O que vamos relatar, é verídico e passou-se recentemente no vizinho
lugar de Valdeira. O Zé, após uns meses afastado da família em terras de França, resolveu regressar a «penates» pelo Natal, afim de matar as «soidades» que o ralavam lá dentro, e retemperar as forças para a árdua luta pela vida. Para festejar tão grande acontecimento, lembrou à cara metade que fossem abrir o pipo de cinco almudes do vinho da última colheita, que ela dizia ainda não ter provado e deveria ser uma delícia. Guardava-o porém, para quando estivesse presente o seu Zé, e então se veria a qualidade do precioso néctar. Condescendeu de boamente a Maria em se abrir o piparote, tanto mais que estava desejosa de saber que tal seria a pinga e para festejar o acontecimento vá de trazer qualquer coisa para fazer peito. Chega o momento «solene» de conhecer o conteúdo desejado da recatada vasilha. Amigos e conhecidos convidados de goelas secas, antegozam a delícia de provar tão afamada pinga.
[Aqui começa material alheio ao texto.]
PR #1734, opened 2026-06-30
🧪 Add network-local reduction parity fixtures

chrisjsewell:
Adds two schema-validation fixtures that pin sphinx-needs' behaviour for a network-context `local` schema using `unevaluatedProperties`, to serve as the parity oracle for the ubcode port.

- **`network_local_unevaluated_reduced_ok`** — a linked spec with no extra fields, reduced to just `{type: spec}`, validates cleanly. Confirms `_validate_need_local` applies `reduce_need` inside the network path exactly as for top-level local validation.
- **`network_local_unevaluated_reduced_error`** — the linked spec sets an extra `asil` field the schema does not reference; reduction keeps actively-set extra fields, so `unevaluatedProperties: false` still fails. Confirms reduction does not mask real violations.

No behaviour change — fixtures + snapshots only.

### DIFF
--- a/tests/schema/__snapshots__/test_schema.ambr
+++ b/tests/schema/__snapshots__/test_schema.ambr
@@ -5090,6 +5090,48 @@
     }),
   })
 # ---
+# name: test_schemas[schema/fixtures/network-network_local_unevaluated_reduced_error]
+  '''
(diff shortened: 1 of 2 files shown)


ubmarco (approved):
What would I have to say against more testing?!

O Zé, em satisfação da harmonia conjugal, pergunta à mulher:
- Ó Maria, olha lá. Ponho a torneira em cima ou em baixo?
- Pranta-a em baixo, «home» qu´é p´ra gente não andar sempre a mudá-la.
Assim fez o Zé. Mas... ao abri-la, óh céus!... ia desmaiando.
GUILITAS COSTUMES E DIÁLOGOS – ASSOCIAÇÃO CULTURAL
O rutilante e apetitoso líquido, que julgava ir encontrar, «transformou-se
em nojenta borra, tal qual vomitado de bêbado.
- Ó Maria, grita o Zé. O que é que fizeste ao vinho?
- Eu... eu... cá, gagueja ela, não o «buí, home». Só se foram aquelas duas ratazanas que andam aí na adega e que todos os dias tenho visto fugir p´rós lados da casa da tua mãe!...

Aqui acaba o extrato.